Author Sarah Prineas has an interesting discussion going on in her livejournal on fairy tale retellings. You can read it here.
I’m reposting my own comments here, for my reference and in case any of you want to join the conversation.
For me, I would divide fairy tale retellings that I enjoy into three categories:
1) The almost-literal retelling, which are really more a reinterpretation into more beautiful or poetic language. I used to subscribe to Parabola magazine and they would always have several retellings of this sort — more like short stories where the central events are unchanged, just recast in pretty language. These work, I think, because they are short.

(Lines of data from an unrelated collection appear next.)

PR #617, opened 2024-03-12
Capture HTML body for mails

barryvdh:
If we have the HTML, render that.
image

I'm a bit confused about the showDetailed. I think that the intention is probably the same for both. You probably don't want the details if you show the HTML.

### DIFF
--- a/src/DebugBar/Resources/widgets/mails/widget.js
+++ b/src/DebugBar/Resources/widgets/mails/widget.js
@@ -14,30 +14,42 @@
 
         render: function() {
             this.$list = new  PhpDebugBar.Widgets.ListWidget({ itemRenderer: function(li, mail) {
-                $('<span />').addClass(csscls('subject')).text(mail.subject).appendTo(li);
-                $('<span />').addClass(csscls('to')).text(mail.to).appendTo(li);
-                if (mail.body) {
-                    li.click(function() {
-                        var popup = window.open('about:blank', 'Mail Preview', 'width=650,height=440,scrollbars=yes');
-                        var documentToWriteTo = popup.document;
-                        var headers = !mail.headers ? '' : $('<pre style="border: 1px solid #ddd; padding: 5px;" />')
-                            .append($('<code />').text(mail.headers)).prop('outerHTML');
-                        documentToWriteTo.open();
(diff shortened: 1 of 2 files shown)


barryvdh:
Removed the details and just show the body

barryvdh:
Add text version as summary when both exist
image

src/DebugBar/Resources/widgets/mails/widget.js
```diff
@@ -14,30 +14,43 @@
...
-                            headers.hide();
-                        } else {
-                            headers.show();
-                        }
-                    });
-                }
-            }});
+                    $('<span />').addClass(csscls('subject')).text(mail.subject).appendTo(li);
+                    $('<span />').addClass(csscls('to')).text(mail.to).appendTo(li);
+                    if (mail.html || mail.html) {
```
erikn69, line 19: is `mail.html || mail.html` a typo??

src/DebugBar/Resources/widgets/mails/widget.js
```diff
@@ -14,30 +14,43 @@
...
+                        var header = $('<span />').addClass(csscls('filename')).text('');
+                        $('<a title="Mail Preview">View Mail</a>').on('click', function () {
+                            var popup = window.open('about:blank', 'Mail Preview', 'width=650,height=440,scrollbars=yes');
+                            var documentToWriteTo = popup.document;
+                            var headers = !mail.headers ? '' : $('<pre style="border: 1px solid #ddd; padding: 5px;" />')
+                                .append($('<code />').text(mail.headers));
+
+                            var body = $('<pre style="border: 1px solid #ddd; padding: 5px;" />').text(mail.body)
+                            var html = null;
+                            if (mail.html) {
```
erikn69, line 29: after `if (mail.html || mail.html) {`, this is always true

src/DebugBar/Resources/widgets/mails/widget.js
barryvdh: Yeah one should be body

src/DebugBar/Resources/widgets/mails/widget.js
barryvdh: Yes see other comment, should be when body is set but not html

PR #541, opened 2017-11-17
SQLite: Fix broken parser.

riverszhang89:
SQLite parser is broken when compiled with GCC 5.4.0 on Ubuntu 16.04. For instance:

```
$ gcc --version
gcc (Ubuntu 5.4.0-6ubuntu1~16.04.5) 5.4.0 20160609
Copyright (C) 2015 Free Software Foundation, Inc.
This is free software; see the source for copying conditions.  There is NO
warranty; not even for MERCHANTABILITY or FITNESS FOR A PARTICULAR PURPOSE.

$ cdb2sql mydb 'insert into t values(1)'
[insert into t values(1)] failed with rc -3 near "into": syntax error
```

It can be fixed by moving the `RENAME` rule to the end of the grammar file (See https://github.com/bloomberg/comdb2/pull/237).

### DIFF
--- a/sqlite/parse.y
+++ b/sqlite/parse.y
@@ -756,13 +756,6 @@ sortlist(A) ::= expr(Y) sortorder(Z). {
   sqlite3ExprListSetSortOrder(A,Z);
 }
 
-cmd ::= rename_comdb2table.
-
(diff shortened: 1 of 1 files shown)


riverszhang89:
@ldennis Thanks for the review!

PR #545, opened 2017-11-20
fix reqlog dump invalid read

ldennis:


adizaimi:
looks good, vsnprintf returns *not* the number of chars written. 
Thanks for finding this.

ldennis:
Thanks Adi.

PR #551, opened 2017-11-28
Add hibernate dialect

aibolit:
This is essentially a copy of https://github.com/gwenn/sqlite-dialect/blob/master/src/main/java/org/hibernate/dialect/SQLiteDialect.java (unlicense)
Except, in order to make DDL work, I had to change the IdentityColumnSupport to be the default IdentityColumnSupportImpl because comdb2 doesn't currently support auto-increment indentity columns.

```
./gradlew install
```

___
I am currently making use of this in https://github.com/aibolit/Comdb2Test
It requires a local comdb2 named 'testdb'
```
./gradlew bootRun
```
to see the sql output from hibernate. It will create the tables and insert some rows.

The classes are in grails-app/domain
The entities are created at grails-app/init/BootStrap.groovy


riverszhang89:
Thank you for the patch! I'm a bit concerned about the copyright, although the repository is unlicensed. @kpfleming Could you please comment on this?

kpfleming:
The author of that code has indicated that they do not wish to retain copyright on it; while it's not ideal to do it that way (since there are places in the world where copyright ownership cannot be relinquished) and they should have chosen a suitable statement like CC-0, as long as the new file retains this notice and suitable links/references to the source of the file and the author, it should be fine for inclusion.

aibolit:
Added a reference at the top of the file to the original commit.

cdb2hibernatedialect/src/main/java/org/hibernate/dialect/Comdb2Dialect.java
```diff
@@ -0,0 +1,352 @@
...
+  /* not case insensitive for unicode characters by default (ICU extension needed)
+	public boolean supportsCaseInsensitiveLike() {
+    return true;
+  }
+  */
+
+	@Override
+	public boolean doesReadCommittedCauseWritersToBlockReaders() {
+		// TODO Validate (WAL mode...)
+		return true;
```
riverszhang89: Should be false.

cdb2hibernatedialect/src/main/java/org/hibernate/dialect/Comdb2Dialect.java
```diff
@@ -0,0 +1,352 @@
...
+	}
+
+	@Override
+	public boolean doesRepeatableReadCauseReadersToBlockWriters() {
+		return true;
```
riverszhang89: Ditto.

cdb2hibernatedialect/src/main/java/org/hibernate/dialect/Comdb2Dialect.java
```diff
@@ -0,0 +1,352 @@
...
+		//registerColumnType(Types.DOUBLE, "double");
+		registerColumnType( Types.DECIMAL, "decimal" );
+		registerColumnType( Types.CHAR, "char" );
+		registerColumnType( Types.LONGVARCHAR, "longvarchar" );
+		registerColumnType( Types.TIMESTAMP, "datetime" );
+		registerColumnType( Types.BINARY, "blob" );
+		registerColumnType( Types.VARBINARY, "blob" );
+		registerColumnType( Types.LONGVARBINARY, "blob" );
+
+		registerFunction( "concat", new VarArgsSQLFunction( StandardBasicTypes.STRING, "", "||", "" ) );
```
riverszhang89: Comdb2 support a lot more functions than the list.

cdb2hibernatedialect/src/main/java/org/hibernate/dialect/Comdb2Dialect.java
```diff
@@ -0,0 +1,314 @@
...
+        registerColumnType(Types.LONGVARBINARY, "blob");
+        registerColumnType(Types.BIGINT, "longlong");
+
+        registerFunction("concat", new VarArgsSQLFunction(StandardBasicTypes.STRING, "", "||", ""));
+        registerFunction("mod", new SQLFunctionTemplate(StandardBasicTypes.INTEGER, "?1 % ?2"));
+        registerFunction("quote", new StandardSQLFunction("quote", StandardBasicTypes.STRING));
+        registerFunction("random", new NoArgSQLFunction("random", StandardBasicTypes.INTEGER));
+        registerFunction("round", new StandardSQLFunction("round"));
+        registerFunction("substr", new StandardSQLFunction("substr", StandardBasicTypes.STRING));
+        registerFunction("trim", new AbstractAnsiTrimEmulationFunction() {
```
riverszhang89: I can complete the function list. Would you mind if I push a few commits to your branch?

aibolit: yes; thank you. I have added you as a collaborator

aibolit:
Looks good to me. The gradle wrapper wasn't working so I updated it with 
`$ gradle wrapper --gradle-version 4.2`

riverszhang89:
Thanks @aibolit !

PR #558, opened 2017-12-04
fix live_sc datacopy indexes

ldennis:
convert ondisk record to ".NEW.ONDISK" before calling into live_sc index add code if table has datacopy index.


adizaimi:
good to merge. Thanks Lingzhi.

So pretty language can carry them.
2) The “bones given flesh” version as another commenter called it — where the central story is there, and the reason that it works as a novel is that the rest of the world has been filled in around it — we get reasons why Rumplestiltskin wants the baby, or why the princess is locked in the tower. The single motif is woven into a greater tapestry. I also did enjoy A Curse as Dark as Gold and McKinley’s Beauty, as examples of this. Or, explanding to myth and “mythic feel”, books like Elizabeth Wein’s The Winter Prince (Arthur) and the Attolia books (not based on actual myths, but I could totally imagine they could be. With these books it’s almost like you’re seeing the real original story, that was simplified and turned around over the years into something told over a campfire or to a child at night. So the appeal is in going deeper, in feeling the setting and the characters richly and truly.
3) The “cool idea” retelling: where the basis of the story is some fairy-tale element or archtype is reinterpreted in a particularly neat fashion. I suspect these are almost always humorous. Ella Enchanted the Enchanted Forest books by Patricia Wrede, for example. For me, these don’t need to be as deep or rich in character or setting, because that’s not why I’m reading them. I’m looking for cleverness and humor and something cool and unexpected. That’s not to say the examples I named are not deep or rich, of course, just that books in this category can get away with being more… over the top? caricatureish?… and I will still enjoy them.
I tend to think that probably a lot of the books that don’t work for me so well fall between these too — they aren’t rich and deep enough to satisfy my one need, nor are they clever or funny enough for the other. Having written this out now I think I was going for category 3 in my own Fortune’s Folly, so I know I did not build my world as richly as other things I’ve written. If I did it over again that’s something I’d probably focus on more, but all I can do now is apply these thoughts to the future.
And one other thought I had: while not a book I think the musical Into the Woods (one of my all-time favorites!) is another example of #3 done well. The setting is straight fairy-tale and some of the characters are very archetypal at times (although they do deepen quite a lot, especially as the story progresses) but it works marvelously. The plot does so many clever things and asks so many interesting questions (and it doesn’t hurt that the music is brilliant).
What about you guys (or, you guys who haven’t already commented on Sarah’s post)? What do you look for in a fairy tale retelling?